STS deorbit and landing

[groberto]

People, this is my very 1st post. I hope you will like it.

I have spent some time trying to land the shuttle as close to real world as i was able to.

I started from these STS-5 reentry real data:



I have digitalized them and compared them with data recorded during my flights:
The thick lines are my data, the thin lines are the STS-5 data




Even more important is the Altitude vs Velocity plot.
I am pretty proud of this.




Comments please!

Thank you Martin! :thumbup:
I also thank you all, the people that contributed to Orbiter, and all the people that write on this forum. You all are really great!!
Greetings :tiphat:
Roberto

 

[Stevodoran]

wow tried to make ir as real as possible and you did:thumbup:

 

[Thundersnook]

For some reason I couldn't open the pictures But as far as I see this is pretty accurate and impressive work!

 

[orb]

For some reason I couldn't open the pictures But as far as I see this is pretty accurate and impressive work!

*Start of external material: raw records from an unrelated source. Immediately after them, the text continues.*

PR #4740, opened 2023-11-18
[LUA] Update aoe teleport items

MowFord:
add a small delay to whole party is warped

**_I affirm:_**

AoE teleport items: Tidal, Moogle/Nomad cap

They run onItemUse in whichever order cpp decides from the target list, but the `onItemUse` was immediately using `setPos`, so more often than not people would be left behind. This PR changes their behavior to update `xi.effect.teleport` with a `TIDAL_TALISMAN` type, and updates nomad/moogle cap to utilize the already-built `HOME_NATION` type

Confirmed behavior is similar for all three items:

image

Get in party in single cluster, use tidal, if both players are teleported, give tidal to other member and use. Other member should be left behind

Update with changes from this PR and see that the party is reliably teleported.

### DIFF
--- a/scripts/items/moogle_cap.lua
+++ b/scripts/items/moogle_cap.lua
@@ -3,6 +3,8 @@
 --  Moogle Cap
 --  Transports the user to their Home Nation
 -----------------------------------
+require('scripts/globals/teleports')
+-----------------------------------
 local itemObject = {}
 
 itemObject.onItemCheck = function(target)
@@ -10,15 +12,7 @@ itemObject.onItemCheck = function(target)
 end
 
 itemObject.onItemUse = function(target)
-    local nation = target:getNation(target)
-
-    if nation == 0 then -- San d'Oria
-        target:setPos(126, 0, -1, 122, 231)
-    elseif nation == 1 then -- Bastok
-        target:setPos(106, 0, -71, 130, 234)
-    elseif nation == 2 then -- Windurst
-        target:setPos(197, -12, 224, 65, 240)
-    end
+    target:addStatusEffectEx(xi.effect.TELEPORT, 0, xi.teleport.id.HOME_NATION, 0, 4)
 end
 
 return itemObject
--- a/scripts/items/tidal_talisman.lua
+++ b/scripts/items/tidal_talisman.lua
@@ -2,39 +2,17 @@
 -- ID: 11290
 -- Item: tidal talisman
 -----------------------------------
+require('scripts/globals/teleports')
+-----------------------------------
 local itemObject = {}
-
-local teleportData =
-{
-    [xi.zone.CHATEAU_DORAGUILLE]   = {   0,   3,   2,  64, xi.zone.RULUDE_GARDENS },
-    [xi.zone.NORTHERN_SAN_DORIA]   = {   0,   3,   2,  64, xi.zone.RULUDE_GARDENS },
-    [xi.zone.SOUTHERN_SAN_DORIA]   = {   0,   3,   2,  64, xi.zone.RULUDE_GARDENS },
-    [xi.zone.PORT_SAN_DORIA]       = {   0,   3,   2,  64, xi.zone.RULUDE_GARDENS },
-    [xi.zone.BASTOK_MARKETS]       = {   0,   3,   2,  64, xi.zone.RULUDE_GARDENS },
-    [xi.zone.BASTOK_MINES]         = {   0,   3,   2,  64, xi.zone.RULUDE_GARDENS },
-    [xi.zone.METALWORKS]           = {   0,   3,   2,  64, xi.zone.RULUDE_GARDENS },
-    [xi.zone.PORT_BASTOK]          = {   0,   3,   2,  64, xi.zone.RULUDE_GARDENS },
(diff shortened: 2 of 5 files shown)


scripts/items/moogle_cap.lua
```diff
@@ -5,20 +5,23 @@
...
-    local nation = target:getNation(target)
-
-    if nation == 0 then -- San d'Oria
-        target:setPos(126, 0, -1, 122, 231)
-    elseif nation == 1 then -- Bastok
-        target:setPos(106, 0, -71, 130, 234)
-    elseif nation == 2 then -- Windurst
-        target:setPos(197, -12, 224, 65, 240)
-    end
+    target:timer(1000, function(playerArg)
```
TeoTwawki: I don't think timer() is the best way to do this. There's a delay baked into a status effect we're supposed to use, and the set pos need to be moved to it. For all items like this. They need their destinations added to the teleports global and enumerated.

zach2good:
Rather than bake a delay into each of these, I'd rather know why using setPos in onItemUse isn't working as expected - if its to allow playout of an animation thats one thing, but it should _work_

TeoTwawki:
> Rather than bake a delay into each of these, I'd rather know why using setPos in onItemUse isn't working as expected - if its to allow playout of an animation thats one thing, but it should _work_

its a problem of not using a feature that was already made, these were incorrectly scripted before the pr author got here and not a problem with onItemUse

example:
https://github.com/LandSandBoat/server/blob/480de76a43687c19467baf31c6c5362c3d4599f1/scripts/items/kingdom_stables_collar.lua#L18

```lua
    target:addStatusEffectEx(xi.effect.TELEPORT, 0, xi.teleport.id.CHOCO_SANDORIA, 0, 4)
end
```
that teleporting item functions correctly with a 4 second delay. the item animates properly, and then the teleport does after.

(being aoe just means mutliple persons are target and will get the status hidden effect, which will perform the transport upon its end)

scripts/items/moogle_cap.lua
MowFord: Agreed, was just trying to take the path of least resistance. Suppose we can make it a proper teleport using xi.effect.teleport but that would need to happen after my campaign PR gets merged.

Also it is literally 3 items that have this paradigm

MowFord:
I guess the consensus is that you'd rather update xi.teleports with a new one for each of these? This would allow us to use `target:addStatusEffectEx(xi.effect.TELEPORT`

TeoTwawki:
> I guess the consensus is that you'd rather update xi.teleports with a new one for each of these? This would allow us to use `target:addStatusEffectEx(xi.effect.TELEPORT`

that is what the Teo said yes

MowFord:
My CA teleport PR is pending changes to that file, I'll update this but i suspect i'm going to merge conflict myself :(

scripts/items/moogle_cap.lua
MowFord: also 2 of the 3 were able to use the pre-existing teleport type 👍

scripts/items/moogle_cap.lua
```diff
@@ -3,22 +3,16 @@
...
-    local nation = target:getNation(target)
-
-    if nation == 0 then -- San d'Oria
-        target:setPos(126, 0, -1, 122, 231)
-    elseif nation == 1 then -- Bastok
-        target:setPos(106, 0, -71, 130, 234)
-    elseif nation == 2 then -- Windurst
-        target:setPos(197, -12, 224, 65, 240)
-    end
+    target:addStatusEffectEx(xi.effect.TELEPORT, 0, xi.teleport.id.HOME_NATION, 0, 2)
```
TeoTwawki: if these use same animation as a standard teleport, use 4 instead of 2 at the end. if they use a warp style animation, use 3.

MowFord: all 3 have simple item animations, it seems:



https://github.com/LandSandBoat/server/assets/131182600/0e9cb792-bb65-4c5d-ae44-771923064b97

MowFord: This is on local btw, I don't have a retail account

TeoTwawki: > This is on local btw, I don't have a retail account

well that doesn't help us at all then and I have to assume the animations are likely to be wrong in lsb. use 4 for now.

scripts/items/tidal_talisman.lua
```diff
@@ -43,7 +21,7 @@ itemObject.onItemCheck = function(target)
 end
 
 itemObject.onItemUse = function(target)
-    target:setPos(unpack(teleportData[target:getZoneID()]))
+    target:addStatusEffectEx(xi.effect.TELEPORT, 0, xi.teleport.id.TIDAL_TALISMAN, 0, 2)
```
TeoTwawki: missed a 2. soon as thats updated this pr is ready to merge.

MowFord: -10 to mowfordor

TeoTwawki (approved):

Xaver-DaRed (approved):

Check them again. They should be fine now.

 

[Thundersnook]

Check them again. They should be fine now.

Thank you! Yup, It works! :thumbup:

 

[mjessick]

You can do a lot with altitude(h) as a function of velocity (v) charts.

You can draw curves of constant specific energy (Es) in altitude units:
Es = h + v*v / (2 g) where g = gravity acceleration, h=alt, v=speed
This gives an energy value expressed in length units. For a particular value of Es, if you did a quick constant energy zoom climb trading all your kinetic energy for potential energy, how high (ideally) would you get when your velocity reached zero? An altitude equal to Es. (This is the idea behind expressing energy as a height (length units))

You can draw dynamic pressure limit boundary contour lines in h-v space, as long as you know density as a function of height as we know perfectly in Orbiter.

density * v*v*v lines can be used to suggest heating rate limit boundaries in Orbiter for some vehicles.

Scramjet operating limits can be drawn.

The rate of change of Es is specific excess power (the time rate of change of specific energy).
Ps = d(Es)/dt = d(h)/dt + (v/g)*(acceleration)
where d(Es)/dt is the time derivative of Es,
dh/dt is the climb rate (derivative of height with time)
and acceleration is the derivative of velocity with respect to time

Ps curves are complicated to draw for a vehicle like the DG-S (for example), because you are actually drawing:
Ps = velocity * (Thrust - Drag)/weight, (this is correct for dh/dt = 0 or level flight)
so you need to know all about the aerodynamics, and the thrust of the rocket and the scramjets, and the atmosphere model.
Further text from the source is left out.